My fingers shook so that I could hardly open it. Before I had read a word, the sight of the writing struck a sudden chill through me. The body of the note was written by the hand of a stranger! And the signature at the end was traced in the large straggling childish characters which I remembered so well, when Lucilla had written her first letter to Oscar in the days when she was blind!
The note was expressed in these strange words:--"I cannot receive you here; but I can, and will, come to you at your hotel if you will wait for me. I am not able to appoint a time. I can only promise to watch for my first opportunity, and to take advantage of it instantly--for your sake and for mine."
But one interpretation could be placed on such language as this. Lucilla was not a free agent. Both Oscar and the rector were now obliged to acknowledge that my view of the case had been the correct one. If it was impossible for me to be received into the house, how doubly impossible would it be for the men to gain admission! Oscar, after reading the note, withdrew to the further end of the room; keeping his thoughts to himself. Mr. Finch decided on stepping out of his secondary position by forthwith taking a course of his own.
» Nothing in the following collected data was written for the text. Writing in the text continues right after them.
PR #44, opened 2021-07-18
Add StructOpt for CLI parsing

ogenev:
As mentioned in https://github.com/carver/trin/issues/32, it is good idea to use `StructOpt` for parsing cli arguments into `TrinConfig`.

Fixes #32

PR #671, opened 2023-04-15
change web3_ipc_path from String to PathBuf

KolbyML:
### What was wrong?
Fixes todo added in this https://github.com/ethereum/trin/pull/44 PR
### How was it fixed?
Instead of using String/&str I converted the types of Path or PathBuf where it made sense. Basically just using PathBuf instead of using a String

### DIFF
--- a/ethportal-peertest/src/lib.rs
+++ b/ethportal-peertest/src/lib.rs
@@ -2,6 +2,7 @@ pub mod constants;
 pub mod scenarios;
 
 use std::net::{IpAddr, Ipv4Addr};
+use std::path::PathBuf;
 use std::{thread, time};
 
 use ethportal_api::jsonrpsee::server::ServerHandle;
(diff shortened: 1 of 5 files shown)


ogenev (commented):
I would change all path function arguments to accept the trait `AsRef<Path>` which will allow `Path`, `PathBuf`, and strings.

KolbyML:
> I would change all path function arguments to accept the trait `AsRef<Path>` which will allow `Path`, `PathBuf`, and strings.

Should we do that though for example 
image
this has to use a Box wouldn't that be unidealistic?

ogenev:
> this has to use a Box wouldn't that be unidealistic?

We use `Box` because the function arguments must be with known size on compile time; in this case, a trait is with unknown size and that's why we wrap it in a Box which is a smart pointer.

We can also use generics, this would look like:

```rust
fn foo<T: AsRef<Path>>(path: T)
```

ogenev (approved):
Looks good :+1: .

PR #701, opened 2023-04-27
spawn thread for each history request

### LINKED ISSUE #652: RPC is not serving requests concurrently

perama-v:
### What was wrong?

- closes #652 

### How was it fixed?

When a request is encountered, a thread is spawned to handle it. 
The main changes are:
- Network is placed inside a mutex
- Handling for each variant is moved to a dedicated function to reduce nesting

### To-Do

- [x] Clean up commit history


trin-history/src/jsonrpc.rs
```diff
@@ -1,245 +1,304 @@
...
+            network.read().await.overlay.bucket_entries(),
+        )),
+        HistoryEndpoint::RecursiveFindNodes(node_id) => {
+            recursive_find_nodes(network, node_id).await
+        }
+    };
+    let _ = request.resp.send(response);
+}
+
+// Constructs a JSON call for the method.
```
ogenev, line 85: Could we change those comments to doc comments and additional info for the endpoint, something like:

```suggestion
/// Constructs a JSON call for the RecursiveFindContent method.
```

ogenev (approved):
Looks good, thanks! :heart:

trin-history/src/jsonrpc.rs
perama-v: done

PR #706, opened 2023-04-28
Add support for Shanghai block bodies

njgheorghita:
### What was wrong?
Add support for Shanghai block bodies which contain a new `Withdrawals` field

### How was it fixed?
- Updated block body type to consist of 3 variations (`Legacy`, `Merge`, `Shanghai`)
- move transaction related types to separate `transaction.rs` module
- removed `EncodedBlockBodyParts` helper type, since it only added more confusion to what was going on
- experimented with using [superstruct](https://lib.rs/crates/superstruct) but I wasn't able to find a suitably non-complex way to leverage the library. not to say that it cannot be done just that I wasn't able to figure it out
- updated bridge node to support latest block body type & fetch withdrawals from pandaops

### To-Do

- [x] Clean up commit history


ogenev (approved):
Looks solid to me :ship:. I guess we can create an issue if somebody have enthusiasm to experiment further with [superstruct](https://crates.io/crates/superstruct).

PR #711, opened 2023-05-02
Re-exports trin-types's Enr type from `ethportal_api`

mrferris:
### What was wrong?

`trin-types`'s `Enr` type was not re-exported from `ethportal_api`, like `NodeId` was

### How was it fixed?

re-exported it

### To-Do

- [ ] Clean up commit history


njgheorghita (approved):
:ship:

PR #713, opened 2023-05-03
add guide for grafana setup

perama-v:
### What was wrong?

No guide for grafana setup without docker

### How was it fixed?

Guide added to user/monitoring section of book.

Includes setup of node-exporter system data so that this data may be used, but does not plug in/expose those data to the user.

### To-Do

- ~[ ] Add entry to the [release notes](https://github.com/ethereum/trin/blob/master/newsfragments/README.md) (may forgo for trivial changes)~
- [x] Clean up commit history

### DIFF
--- a/book/src/users/monitoring.md
+++ b/book/src/users/monitoring.md
@@ -37,3 +37,241 @@ du -sh
 ```sh
 htop
 ```
+
+## Metrics
+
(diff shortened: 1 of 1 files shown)


ogenev (approved):
Looks useful :100:

PR #714, opened 2023-05-03
Add beacon network endpoints and content items

ogenev:
### What was wrong?

Integrating the beacon network crate requires some preliminary primitives.

### How was it fixed?
1. Add content key and content value object for the beacon network.
- Those are minimal implementations and they are not tested against test vectors because test vectors still don't exist :).
The goal is to have a compiler valid  `BeaconContentKey` and `BeaconContentValue` which is required for the RPC and overlay integration with the upcoming beacon network crate.
2. Add beacon endpoints to trin endpoints. Those are required for the integration of the beacon network with the jsonrpsee RPC server.

### To-Do

- [ ] Clean up commit history


trin-types/src/consensus/header_proof.rs
```diff
@@ -29,12 +32,74 @@ pub struct BeaconChainBlockProof {
     pub slot: u64,
 }
 
-#[derive(Debug, PartialEq, Clone, Default)]
-pub struct HistoricalRoots(VariableList<tree_hash::Hash256, typenum::U16777216>);
+type HistoricalSummary = tree_hash::Hash256;
```
njgheorghita, line 35: Where does the name change `Root` -> `Summary` come from?

trin-types/src/consensus/header_proof.rs
```diff
@@ -29,12 +32,74 @@ pub struct BeaconChainBlockProof {
...
+type HistoricalSummaries = VariableList<HistoricalSummary, typenum::U16777216>;
 
-pub struct HistoricalRootsProof([H256; 5]);
+// HistoricalSummariesProof* = array[5, Digest]
```
njgheorghita, line 38: Is this commented out line supposed to be left in?

njgheorghita (approved):
Looks good! Though yeah, there's a definite need for test vectors in here asap

trin-types/src/consensus/header_proof.rs
ogenev: `HistoricalSummary` is introduced in Cappella with the `historical_summaries` as `BeaconState` field which replaces the pre-Capella `hisotrical_roots` field.

PR #719, opened 2023-05-05
Remove not used import and fix a windows clippy issue

KolbyML:
### What was wrong?
``use std::env`` is only used on none windows so it breaks clippy since it doesn't have a cfg.

Also we have 2 not needed use's which don't do anything
### How was it fixed?

I changed ``env::var(`` to ``std::env::var(`` then I removed not 2 not used uses
### To-Do

- [x] Clean up commit history

### DIFF
--- a/newsfragments/719.fixed.md
+++ b/newsfragments/719.fixed.md
@@ -1,0 +1,1 @@
+Remove not used import and fix a windows clippy issue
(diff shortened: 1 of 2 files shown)


njgheorghita (approved):
:shipit:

"Am I to infer," he began, "that it is really useless for me to attempt to see my own child?"
"Her letter speaks for itself," I replied. "If you attempt to see her, you will probably be the means of preventing your daughter from coming here."
"In my parental capacity," continued Mr. Finch, "it is impossible for me to remain passive. As a brother-clergyman, I have, I conceive, a claim on the rector of the parish. It is quite likely that notice may have been already given of this fraudulent marriage. In that case, it is not only my duty to myself and my child--it is my duty to the Church, to confer with my reverend colleague. I go to confer with him." He strutted to the door, and added, "If Lucilla arrives in my absence, I invest you with my authority, Madame Pratolungo, to detain her until my return." With that parting charge to me, he walked out.
I looked at Oscar. He came slowly towards me from the other end of the room.
"You will wait here, of course?" he said.
"Of course. And you?"
"I shall go out for a little while."
"For any particular purpose?"
"No. To get through the time. I am weary of waiting."
I felt positively assured, from the manner in which he answered me, that he was going--now he had got rid of Mr. Finch--straight to his cousin's house.
"You forget," I said, "that Lucilla may come here while you are out. Your presence in the room, or in the room next to this, may be of the greatest importance, when I tell her what your brother has done. Suppose she refuses to believe me? What am I to do if I have not got you to appeal to? In your own interests, as well as in Lucilla's, I request you to remain here with me till she comes."
Putting it on that ground only, I waited to see what he would do. After a certain hesitation, he answered with a sullen assumption of indifference, "Just as you please!"--and walked away again towards the other end of the room.